Außerklinische Intensivpflege wird neu aufgestellt

Verordnung des G-BA erschienen

Jährlich werden in Deutschland viele tausend Menschen außerhalb von Krankenhäusern intensivmedizinisch betreut. Für 2019 weisen Statistiken der Krankenkassen über 22 000 Fälle aus. Jährlich wird zudem bei über 1000 Menschen neu eine außerklinische invasive Beatmung eingeleitet. Die Deutsche Gesellschaft für Pneumologie und Beatmungsmedizin (DGP) hat sich bereits in der Vergangenheit insbesondere auch auf politischer Ebene für eine professionelle und qualitätsgestützte Versorgung der Betroffenen eingesetzt.
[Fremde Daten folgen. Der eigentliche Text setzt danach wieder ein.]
PR #515, opened 2016-11-10
community/py-sqlalchemy-migrate: enable py3 and fix deps

fabaff:
tempita is needed by py-sqlalchemy-migrate. It seems possible to get it working with `2to3`. I can't say how good but at least there was no traceback. 

Successor of #492 (sort of).


community/py-tempita/APKBUILD
```diff
@@ -3,23 +3,21 @@
...
+subpackages="py3-${pkgname/py-/}:_py3 py2-${pkgname/py-/}:_py2"
 source="https://files.pythonhosted.org/packages/source/${_pkgname:0:1}/$_pkgname/$_pkgname-$pkgver.tar.gz"
-
 builddir="$srcdir"/$_pkgname-$pkgver
 
 build() {
 	cd "$builddir"
 	python2 setup.py build || return 1
+	2to3 -w .
+	python3 setup.py build || return 1
```
jirutka: `setup.py build` installs files into the same location when run with python2 and python3. The result is that your py2 package contains files converted by 2to3.

PR #517, opened 2016-11-10
testing/xkcdpass

fabaff:


community/xkcdpass/APKBUILD
```diff
@@ -0,0 +1,35 @@
+# Contributor: Fabian Affolter <fabian@affolter-engineering.ch>
+# Maintainer: Fabian Affolter <fabian@affolter-engineering.ch>
+pkgname=xkcdpass
+pkgver=1.9.0
+pkgrel=0
+pkgdesc="Generate secure multiword passwords/passphrases"
+url="https://github.com/redacted/XKCD-password-generator"
+arch="noarch"
+license="BSD"
+depends="py3-xkcdpass"
```
jirutka: Pardon, this comment should be for `subpackages="py3-$pkgname:py3"`, not this line.  And also I was too hurry, this actually may not be entirely bad solution. I must think about it for a while.

jirutka:
**Note for myself**: Think about pros/cons of this approach.

fabaff:
ncopa suggested this way for another aport (`awake`) when I created it. I'm not sure about Debian but in Fedora we do it that way.

jirutka:
Could you please send me a link to some Fedora package which do that and also support both py2 and py3?

fabaff:
- http://pkgs.fedoraproject.org/cgit/rpms/awake.git/tree/awake.spec
- http://pkgs.fedoraproject.org/cgit/rpms/python-mutagen.git/tree/python-mutagen.spec
- https://aur.archlinux.org/cgit/aur.git/tree/PKGBUILD?h=xkcdpass
- http://pkgs.fedoraproject.org/cgit/rpms/pytest.git/tree/pytest.spec (only py2/py3 as the source takes care about the distinction)

My statement was not completely right. The way it's done depends on the packager and the reviewer. Or sometimes something started was a lib and a cli tool was added later. I think that the decision should be made on the base of what's likely be used more often. `xkcdpass` as an alternative to create a password on the command-line while the module is pretty "exotic".

PR #520, opened 2016-11-10
community/tor: build against openssl

obi12341:
https://www.torproject.org
Anonymous network connectivity

Tor should be compiled against openssl-dev instead of libressl-dev, because libressl seems to lack accelerated support for the NIST P-224 and P-256 groups (openssl "enable-ec_nistp_64_gcc_128" compile flag). Using openssl will prevent this warning on tor start: 
"We were built to run on a 64-bit CPU, with OpenSSL 1.0.1 or later, but with a version of OpenSSL that apparently lacks accelerated support for the NIST P-224 and P-256 groups. Building openssl with such support (using the enable-ec_nistp_64_gcc_128 option when configuring it) would make ECDH much faster."
And, as warning is telling, will improve tor performance, especially if you are running a high-traffic exit-,middle- or bridge-node.

### DIFF
--- a/community/tor/APKBUILD
+++ b/community/tor/APKBUILD
@@ -9,7 +9,7 @@ arch="all"
 license="BSD"
 pkgusers="tor"
 depends=""
-makedepends="linux-headers bash libevent-dev libressl-dev ca-certificates
+makedepends="linux-headers bash libevent-dev openssl-dev ca-certificates
 	zlib-dev"
 install="$pkgname.post-upgrade $pkgname.pre-install"
 subpackages="$pkgname-doc"


jirutka:
LibreSSL and OpenSSL currently cannot be installed together. However, there are more packages that does not work _fully_ with LibreSSL (e.g. stunnel), so we must solve this somehow.

/cc @ncopa @clandmeter

albap:
The software that (currently) doesn't work with libressl because of missing features, could have openssl embedded into them (static linked) and be independent of the system SSL of choice (until libressl adds the needed features and we go back to normal). Static linked binaries for these very specific cases. What you think?

albap:
@voidlinux uses Tor with Libressl, maybe it's not too big of a problem?
https://github.com/voidlinux/void-packages/blob/master/srcpkgs/tor/template
OpenBSD does it too since they don't even have an option.

obi12341:
@albap i guess there is not problem, if you just use `tor` to connect to the tor network and browse the web. It can get a problem, if you want to run a tor node for other people with a lot of traffic.

obi12341:
Will alpinelinux stay with libressl by default?

clandmeter:
@jirutka what is the problem with installing libressl and openssl alongside each other? They install just fine together.

skarnet:
Do we have benchmarks for the performance loss? I'm willing to believe it's significant, but is this a real-life issue that people have indeed experienced and that is actively harming their ability to run a Tor node?
My preferred solution would be to contact the libressl authors and ask them whether there's a good reason for not implementing enable-ec_nistp_64_gcc_128. If it's just lack of time, the accelerated support will come at some point. If there's a more fundamental reason, then we can think about implementing a workaround.

ncopa:
we use libressl because we believe its more secure than openssl, so this is a question if you want trade security for performance, which I don't think we want to do in this case.

You should report the issue to libressl.

PR #538, opened 2016-11-19
unmaintained/scanssh: move to community

fabaff:


jirutka:
The last release of this software is 11 years old and there’s no public issue tracker.

fabaff:
That's unfortunate...sure, it's nice to have an active upstream. We all know that an issue tracker is not a guarantee that bug get fixed or issues addressed.

jirutka:
> We all know that an issue tracker is not a guarantee that bug get fixed or issues addressed.

Of course, but at least it gives a chance that when someone discover a bug, it’d be reported, so we can somehow judge in what condition the code is. In this situation we now only one thing, that the code is totally unmaintained and we have no idea how many dangerous security bugs are there.

Therefore I don’t consider reasonable to distribute such software. I’d also strongly discourage from using it, but that’s of course your decision. You can always build the package yourself if you need it.

fabaff:
> The last release of this software is 11 years old and there’s no public issue tracker.

Which release is 11 years old? 

- Latest chntpw release is from 2014-02-01
- scanssh was last releases at on 2013-04-04

jirutka:
http://monkey.org/~provos/scanssh/:

> scanssh-2.1.tar.gz [GPG sig] - Release 2005-03-05 New

fabaff:
So then it's time for an update...https://github.com/ofalk/scanssh/releases

community/scanssh/APKBUILD
```diff
@@ -26,6 +26,6 @@ package() {
 	make DESTDIR="$pkgdir" install || return 1
 }
 
-md5sums="9fab4253b56b2d15367d4872b370cdcb  scanssh-2.1.tar.gz"
-sha256sums="057eec87edafbbe5bc22960cbac53e3ada0222400d649a5e2f22cc8981f5b035  scanssh-2.1.tar.gz"
-sha512sums="1ddff6f8e51735bab28032c8d7cbb641ff0cd19a404a27ab489589ef1e30e3721dd486854eb4fef15368cc53f10c9c2650ffaf7fa7f767dc2202fcc5540ae59c  scanssh-2.1.tar.gz"
+md5sums="e991586bb2e2a6e8ae212d7a28ad3b8d  #scanssh-2.1.1.tar.gz"
```
jirutka: This is not very good file name…

fabaff: The source was completely wrong.

jirutka:
I’ve already merged this one in 32e65351bf37498cdecd385118dc7ca3eaf13115 and 4223e13a1a03b7ee3a4462e50640e229f8b9c573.

PR #541, opened 2016-11-21
add contributing guidelines for Github

clandmeter:
These items are just on the top of my head which i recently bumped into. Lets clean this up and get it merged so contributors can at least have some basic info on how to contribute via github.

### DIFF
--- a/.github/CONTRIBUTING.md
+++ b/.github/CONTRIBUTING.md
@@ -20,7 +20,7 @@ This means you care about the quality of your contributions.
 1. [Fork](https://help.github.com/articles/fork-a-repo/) our Alpine Linux aports repository.
 2. Clone your copy of aports `git clone https://github.com/username/aports`.
 3. Create a feature branch `git checkout -b my_new_feature`.
-4. Make your desired changes and commit them with a [correct commit message](https://git-scm.com/book/ch5-2.html).
+4. Make your desired changes and commit them with a [correct commit message](https://git-scm.com/book/ch5-2.html#Commit-Guidelines).
   * Begin the commit message with a single short line summarizing the changes, followed by a blank line and then a more thorough description. Examples of correctly formated summary lines are:
     * When adding a new aport: testing/apkname: new aport
     * When modifying an aport: testing/apkname: short description about changes
--- a/.github/CONTRIBUTING.md
+++ b/.github/CONTRIBUTING.md
@@ -30,7 +30,7 @@ This means you care about the quality of your contributions.
 7. If all is ok your PR will be merged but if a developer asks for changes please do as followed.
   * Make the requested changes.
   * Add your file(s) to git and commit (we will squash your commits if needed).
-  * Push your changes `git push --force origin my_new_feature`.
+  * Push your changes `git push origin my_new_feature`.
 8. Goto #6.
 
 ### Submitting a package with new dependencies
--- a/.github/CONTRIBUTING.md
+++ b/.github/CONTRIBUTING.md
@@ -1,0 +1,40 @@
+# How to contribute
+
+We are really glad you are reading this contribution guide. This means you care about the quality of your contributions.
+
+## Submitting patches via Github
+
+### Prerequisite for submitting patches/PR's
+
+1. Basic knowledge about how to us Git(hub)
+  * Properly setting up git with `git config`
+  * Know how to create a commit (for details see below).
+  * Know how to work with git history (rebasing your commits).
+  * Know how to create Pull Requests
+2. Have access to an Alpine Linux [development envirorment](https://wiki.alpinelinux.org/wiki/Developer_Documentation#Development).
+3. Please __do not__ submit PR's via Github's web interface. You should have a working [development envirorment](https://wiki.alpinelinux.org/wiki/Developer_Documentation#Development) available and submit your commits from the git interface.
+
+### Creating a Pull Request (PR)
+
+1. [Fork](https://help.github.com/articles/fork-a-repo/) our alpinelinux aports repository.
+2. Clone your copy of aports `git clone https://github.com/username/aports`
+3. Create a feature branch `git checkout -b my_new_feature`
+4. Make your desired changes and commit them with a correct commit message.
+  * Begin the commit message with a single short (less than 78 character) line summarizing the changes, followed by a blank line and then a more thorough description. Examples of correct formated summary lines are:
+    * When adding a new aport: testing/apkname: new aport
+    * When modifying an aport: testing/apkname: short description about changes
+  * If needed provide a proper formatted (line wrapped) description of what your patch will do. You can provide a description in the PR, but you must include a message for this specific commit in the commit description. If in the future we would like to distance ourselfs from Github the PR information could be lost.
+5. Open the aports repository in your github.com and switch to your feature branch. You should now see an option to create your PR. [More info](https://help.github.com/articles/creating-a-pull-request/)
+6. Wait for an Alpine Linux developer to review your changes
+7. If all is ok your PR will be merged but if a developer asks for changes please do as followed.
+  * Make the requested changes.
+  * add your file to git and `git commit --amend` (this keeps the commit log clean).
+8. Goto #6.
+
+### Submitting a package with new dependencies
+
+When you want to submit a package including its new dependencies to our repository, you should bundle these commits into a single PR. This is needed so our [CI](https://en.wikipedia.org/wiki/Continuous_integration) will first build the dependencies after which it will build the parent package. Failing to include __new__ dependencies will fail the CI tests.
+
+### Clean-up a Pull Request (PR)
+
+If by some mistake you end up with multiple commits in your PR and one of our developers asks you to squash you commits please do __NOT__ create a new pull request instead please follow [this rebase tutorial](https://git-scm.com/book/en/v2/Git-Tools-Rewriting-History#Changing-Multiple-Commit-Messages).
--- a/.github/CONTRIBUTING.md
+++ b/.github/CONTRIBUTING.md
@@ -1,40 +1,45 @@
 # How to contribute
 
-We are really glad you are reading this contribution guide. This means you care about the quality of your contributions.
+We are really glad that you are reading this contribution guide.
+This means you care about the quality of your contributions.
 
 ## Submitting patches via Github
 
 ### Prerequisite for submitting patches/PR's
 
-1. Basic knowledge about how to us Git(hub)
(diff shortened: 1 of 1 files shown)


clandmeter:
@jirutka any comments?

jirutka:
@clandmeter, sorry, haven’t read it yet, but it’s on my TODO list.

.github/CONTRIBUTING.md
```diff
@@ -0,0 +1,40 @@
...
+2. Have access to an Alpine Linux [development envirorment](https://wiki.alpinelinux.org/wiki/Developer_Documentation#Development).
+3. Please __do not__ submit PR's via Github's web interface. You should have a working [development envirorment](https://wiki.alpinelinux.org/wiki/Developer_Documentation#Development) available and submit your commits from the git interface.
+
+### Creating a Pull Request (PR)
+
+1. [Fork](https://help.github.com/articles/fork-a-repo/) our alpinelinux aports repository.
+2. Clone your copy of aports `git clone https://github.com/username/aports`
+3. Create a feature branch `git checkout -b my_new_feature`
+4. Make your desired changes and commit them with a correct commit message.
+  * Begin the commit message with a single short (less than 78 character) line summarizing the changes, followed by a blank line and then a more thorough description. Examples of correct formated summary lines are:
```
jirutka: Actually it should be less than 69 characters. GitHub truncates any subject line longer than 69 characters with an ellipsis. I should also note that this is not “invention” of GitHub, it originates in git itself.

BTW The body of commit message should be wrapped at 72 characters, but that’s not so important as 69 characters in title.

jirutka:
```diff
- Examples of correct formated summary lines are:
+ Examples of correctly formated summary lines are:
```

.github/CONTRIBUTING.md
```diff
@@ -0,0 +1,40 @@
...
+    * When adding a new aport: testing/apkname: new aport
+    * When modifying an aport: testing/apkname: short description about changes
+  * If needed provide a proper formatted (line wrapped) description of what your patch will do. You can provide a description in the PR, but you must include a message for this specific commit in the commit description. If in the future we would like to distance ourselfs from Github the PR information could be lost.
+5. Open the aports repository in your github.com and switch to your feature branch. You should now see an option to create your PR. [More info](https://help.github.com/articles/creating-a-pull-request/)
```
jirutka:
```diff
- Open the aports repository in your github.com…
+ Open your copy of the aports repository at github.com…
```

jirutka: > …switch to your feature branch.

Actually it’s not even needed to switch branch, GitHub usually shows the suggestion for Pull request even when you’re in the default branch.

.github/CONTRIBUTING.md
```diff
@@ -0,0 +1,40 @@
...
+6. Wait for an Alpine Linux developer to review your changes
```
jirutka: Missing dot…

.github/CONTRIBUTING.md
```diff
@@ -0,0 +1,40 @@
...
+7. If all is ok your PR will be merged but if a developer asks for changes please do as followed.
```
jirutka: I don’t know English rules for using punctuation very well, but I feel that this sentence really needs some.
I suggest:

```diff
- If everything is ok, your PR will be merged. But if a developer asks for changes, please do as followed.
+ If all is ok your PR will be merged but if a developer asks for changes please do as followed.
```

.github/CONTRIBUTING.md
```diff
@@ -0,0 +1,40 @@
...
+  * Make the requested changes.
```
jirutka: You should also explicitly mention that the change should be done on the branch used in the PR, in the local clone of the repository.

.github/CONTRIBUTING.md
```diff
@@ -0,0 +1,40 @@
...
+  * add your file to git and `git commit --amend` (this keeps the commit log clean).
```
jirutka: add -> Add

jirutka: There’s final step missing: `git push --force origin my_new_feature`.

.github/CONTRIBUTING.md
```diff
@@ -0,0 +1,40 @@
...
+8. Goto #6.
```
jirutka: GOTO is evil! 😸

.github/CONTRIBUTING.md
```diff
@@ -0,0 +1,40 @@
...
+
+### Submitting a package with new dependencies
+
+When you want to submit a package including its new dependencies to our repository, you should bundle these commits into a single PR. This is needed so our [CI](https://en.wikipedia.org/wiki/Continuous_integration) will first build the dependencies after which it will build the parent package. Failing to include __new__ dependencies will fail the CI tests.
+
+### Clean-up a Pull Request (PR)
+
+If by some mistake you end up with multiple commits in your PR and one of our developers asks you to squash you commits please do __NOT__ create a new pull request instead please follow [this rebase tutorial](https://git-scm.com/book/en/v2/Git-Tools-Rewriting-History#Changing-Multiple-Commit-Messages).
```
jirutka: It’d be better to split this sentence into two after “a new pull request”.

.github/CONTRIBUTING.md
jirutka: Actually I’m more happy when contributors add new commits instead of amending, because then it’s easier to review the changes they did. Then I squash it myself before merging.

clandmeter: OK, but what happens when you squash them yourself? the squashed commits its yours or you squash them into the first one and keep author and subject the same?

jirutka: The second option, authorship of the commit is preserved. It’s basically the same as amend, I do it all the time. And I wrote [github-pr-closer](https://github.com/jirutka/github-pr-closer) with this in mind. ;)

.github/CONTRIBUTING.md
```diff
@@ -1,40 +1,45 @@
...
-1. [Fork](https://help.github.com/articles/fork-a-repo/) our alpinelinux aports repository.
-2. Clone your copy of aports `git clone https://github.com/username/aports`
-3. Create a feature branch `git checkout -b my_new_feature`
-4. Make your desired changes and commit them with a correct commit message.
-  * Begin the commit message with a single short (less than 78 character) line summarizing the changes, followed by a blank line and then a more thorough description. Examples of correct formated summary lines are:
+1. [Fork](https://help.github.com/articles/fork-a-repo/) our Alpine Linux aports repository.
+2. Clone your copy of aports `git clone https://github.com/username/aports`.
+3. Create a feature branch `git checkout -b my_new_feature`.
+4. Make your desired changes and commit them with a [correct commit message](https://git-scm.com/book/ch5-2.html#Commit-Guidelines).
+  * Begin the commit message with a single short line summarizing the changes, followed by a blank line and then a more thorough description. Examples of correctly formated summary lines are:
```
jirutka: Why have you removed required length limit of the commit title?

.github/CONTRIBUTING.md
```diff
@@ -1,40 +1,45 @@
...
-5. Open the aports repository in your github.com and switch to your feature branch. You should now see an option to create your PR. [More info](https://help.github.com/articles/creating-a-pull-request/)
-6. Wait for an Alpine Linux developer to review your changes
+5. Open your copy of the aports repository at github.com and switch to your feature branch. You should now see an option to create your PR. [More info](https://help.github.com/articles/creating-a-pull-request/)
+6. Wait for an Alpine Linux developer to review your changes.
 7. If all is ok your PR will be merged but if a developer asks for changes please do as followed.
   * Make the requested changes.
-  * add your file to git and `git commit --amend` (this keeps the commit log clean).
+  * Add your file(s) to git and commit (we will squash your commits if needed).
+  * Push your changes `git push --force origin my_new_feature`.
```
jirutka: `--force` is not needed since you’ve removed requirement for amending commits.

.github/CONTRIBUTING.md
```diff
@@ -1,40 +1,45 @@
...
+This means you care about the quality of your contributions.
 
 ## Submitting patches via Github
 
 ### Prerequisite for submitting patches/PR's
 
-1. Basic knowledge about how to us Git(hub)
-  * Properly setting up git with `git config`
+1. Basic knowledge about how to use Git(hub)
+  * [Properly](https://git-scm.com/book/en/v2/Getting-Started-First-Time-Git-Setup) setup your git client.
```
jirutka: “setup” is [not a verb](https://en.wiktionary.org/wiki/setup#Verb), it should be “set up”.

.github/CONTRIBUTING.md
clandmeter: I didn't mention its not allowed either and thus --force works in both cases.

.github/CONTRIBUTING.md
jirutka: 69 characters is not about opinion, it’s the exact _hard limit_ assumed by GitHub and git tool. “50 characters or less” is commonly suggested soft limit, but doesn’t make sense for us since we prefix commit message with full name of the package.

Also note that there’s different limit for commit title and body. The body should be wrapped to 72 characters. As I know it doesn’t have any consequences in git tool or GitHub, it’s just a soft limit. However, it’s not just some made up number, it has specific reason.

For reference see e.g. http://chris.beams.io/posts/git-commit/ (scroll to section “2. Limit the subject line to 50 characters”).

.github/CONTRIBUTING.md
jirutka: `git push --force` is needed _only_ when you need to rewrite history of the branch. It must be used with caution, when you really know what you’re doing. It’s harmful to recommend it as default way to git beginners. One of the reasons for not using `--amend` or rebase by contributors is to avoid mistakes e.g. when the contributor accidentally push from wrong branch etc. The main reason is to keep history of the PR easier to track when doing review, i.e. avoid rewriting it.

.github/CONTRIBUTING.md
clandmeter: Can you show me an example of exact hard limit of 69 chars?

clandmeter: Lets not sigh each other, there is no need for that.

Im going to merge this as I cannot find any proof of any specific limit. If I look at the gitlog on github it shows variable cut offs depending on the text. I would also like to keep a limit which is not only based on github but more in general git orientated (as i already linked to the git handbook page).

Thanks for your review.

Hierbei steht für die DGP eine ethische und bedarfsgerechte Versorgung im Vordergrund, die sich nicht allein an der Gewinnmaximierung einzelner Anbieter orientieren darf. Ebenso ist eine optimale Verzahnung der Sektoren dringend gefordert, um Patienten mit außerklinischer Beatmung mit hoher Behandlungsqualität versorgen zu können, ohne die ökonomi-schen Grenzen des Systems zu sprengen.

Intensiv eingebracht hat sich unsere Fachgesellschaft in die Entwicklung des 2020 im Bundestag verabschiedeten Gesetzes zur Stärkung von intensivpflegerischer Versorgung und medizinischer Rehabilitation in der gesetzlichen Krankenversicherung (GKV-IPReG). Das GKV-IPReG will Fehlanreize beseitigen und die außerklinische Versorgung insgesamt verbessern. Mit der praktischen Umsetzung des Gesetzes wurde der Gemeinsame Bundesausschuss (G-BA) beauftragt, der im ersten Schritt eine Richtlinie zur Verordnung von außerklinischer Intensivpflege erarbeitete. Hier hatte die DGP im Anhörungsverfahren des G-BA ebenfalls Gelegenheit zur Stellungnahme.

Die Richtlinie zur Verordnung von außerklinischer Intensivpflege ist nun mittlerweile online veröffentlicht und wir möchten eine Einschätzung zu den vorgelegten Festlegungen geben:

Ein aus unserer Sicht wesentlicher Fortschritt im Vergleich zum bisherigen Leistungsanspruch ist, dass bei als beatmungspflichtig eingestuften Patientinnen und Patienten das Weaning-Potenzial sowohl vor Verlegung in die außerklinische Versorgung als auch regelmäßig im Verlauf zunächst in 3- bis 6-monatigen Intervallen evaluiert werden muss. Damit wurde eine Kernforderung der DGP umgesetzt. Die Erhebung des Potenzials soll hierbei von besonders qualifizierten Vertragsärztinnen und Vertragsärzten erfolgen. Hierzu gehören auch Fachärztinnen und Fachärzte für Innere Medizin und Pneumologie. Aus Sicht der DGP sollten die nicht an der vertragsärztlichen Versorgung teilnehmenden Krankenhäuser und somit insbesondere die spezialisierten Zentren regelhaft in die außerklinische Versorgung eingebunden werden, um auch im ambulanten Sektor eine hochqualifizierte Versorgung zu gewährleisten.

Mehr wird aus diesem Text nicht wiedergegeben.